My Life

Beer Bottle Bonanza

My father was never much of a drinker. In fact, unless we had company coming we never usually even had alcohol in the house. But during the summertime when we would get word that the aunts, uncles, and grandparents were going to be making their annual pilgrimage down from Cohoes, NY to visit us, my father would go out to buy a case of beer.

Company would come, the beer would be consumed, and the case of empties would be brought downstairs. No one ever seemed to get around to taking them back from whence they came, and so over the years, one case at a time, they slowly piled up in the cellar.

It just so happened, during those years, that as the bottle collection grew, so, too, was I growing. Growing from infant to toddler, to young child, to a kid old enough to realize the value of an empty bottle.

Bottles were worth money. Take back a small bottle and they gave you two cents. Take back a large one and they gave you a nickel. Not a bad way to supplement an allowance, especially when back then the allowance in question amounted to 25-cents a week.

You could call me a lot of things back in the mad impetuous days of my youth. Things like stubborn, unpredictable, impossible, and precocious (my word here – I believe the term generally used was less flattering), to name just a few, but one thing you could never call me was slow. My mind was always working and there was always an adventure on the horizon.

I almost never went into our cellar. To be honest, the place gave me the creeps. Dark and spooky with a packed dirt floor and cobwebbed ceiling, it always made my flesh crawl. My fertile brain could only imagine what might be lurking there waiting to pounce as I crept through. But when I was around ten years old I apparently had occasion to go down there, spotted the stock of empties, and realized that I was gazing upon a true bonanza. What looked like dusty old bottles to most people looked like untold riches to me, and with my sister Joan’s help, plans were soon put into effect to mine this mother lode.

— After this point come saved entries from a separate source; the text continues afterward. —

PR #1499, opened 2023-08-04
fix(pdf): Move controls layer above popup layer

karelee7:
The popup annotation layer, which comes before this controls layer in the HTML hierarchy, now has a z-index of 4 due to changes needed for the PDFjs upgrade - because of this, the popup annotation layer was covering this controls layer. This causes the E2E tests in box-annotations to fail. So to resolve this, we need to also bring the controls layer up to a z-index of 4. 

Ran this change with the E2E tests for box-annotations locally and it was passing.

### DIFF
--- a/src/lib/viewers/controls/controls-root/ControlsRoot.scss
+++ b/src/lib/viewers/controls/controls-root/ControlsRoot.scss
@@ -4,7 +4,7 @@
     position: absolute;
     bottom: 25px;
     left: 50%;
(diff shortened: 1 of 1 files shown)


jstoffan (approved):
Can we rename the PR title prefix to `fix`?

karelee7:
Thanks for the review @jstoffan ! I also updated the commit message to say `fix` :)

PR #1503, opened 2023-08-23
fix(pdf): fix disappearing form data

bfoxx1906:
As a result of  this [PR](https://github.com/mozilla/pdf.js/pull/16387/files) for pdf.js going into version 3.6.172, read only text in form fields were set to be rendered in their own canvas. This in and of itself is not a problem but the underlying code required that ENABLE_FORMS by set for the annotationMode value that we pass to the viewer class in DocBaseViewer which conflicts work with our current policy of making form fields uneditable. To fix this I upgraded the pdf.worker.min.js script to set the value "this.data.hasOwnCanvas" as part of the TextWidgetAnnotation object to default to false. In addition to this, I added a new shell script that verifies that the pdf.js custom changes we've needed to make have not been forgotten as we update versions of pdf.js and the unit tests will fail if they are not present. Lastly I updated the copyright to 2023.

There were two factors here that were of invaluable aid.

First was the fact that our best pal Ricky, another mischievous kid who never needed to be asked twice, had a wonderfully functional red wagon, and both he and the wagon were at our disposal.

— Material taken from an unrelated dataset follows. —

PR #1505, opened 2023-08-31
fix(pdf): override css missing asset

bfoxx1906:
Because of a change in a css rule in the latest version of [pdf_viewer.css ](https://github.com/mozilla/pdf.js/blob/v3.6.172/web/pdf_viewer.css#L162)we were not overriding the loadingIcon style's background image which caused the CDN to record a large number of 404's as a result.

Second was the fact that our small town had no shortage of barrooms. There was a wealth of them scattered across the landscape, all within easy walking distance, and back then you could cash your beer bottles in at any one of them. Don’t ask me how we, as little kids, knew this, but we did, and we put that knowledge to good use.

And so it was that one fine morning, unbeknownst to our parents, we began hauling beer bottles. We would fill the wagon to capacity and the three of us would tow it to the nearest bar and convert it to cash. Then we would go back for another load and take it to the next barroom along the road. One load per bar, one wagonful at a time, until the cellar was empty and our pockets bulged with more cash than we had ever possessed in our lives. There had to have been at least four or five dollars there, all of it in loose change and we couldn’t wait to start spending it.

We bought presents for everyone and we were so proud of ourselves, we were nearly bursting with it as we headed home.

My mother’s reaction, however, was like a dash of cold water and just as unexpected. Here we thought we had done something great. We had cleaned the cellar, made a pile of money, and we were showering the family with gifts.

All she could think of though was the sight of wagonload upon wagonload of beer bottles being carted out of her cellar and how it must have looked to the neighbors.

“What will the neighbors say?” she wailed, no doubt answering her own question with the logical, “They will think we’re closet drinkers!” She was mortified then, and the thought no doubt still has the power to mortify her to this day.

The relatives from New York continued to visit us every summer, and I am sure my father continued to buy beer in anticipation of their arrival, but I don’t recall ever seeing empties piled up again. The thought of another public expose seemed to have changed their bottle collecting habits forever, and Joan and I were out of business.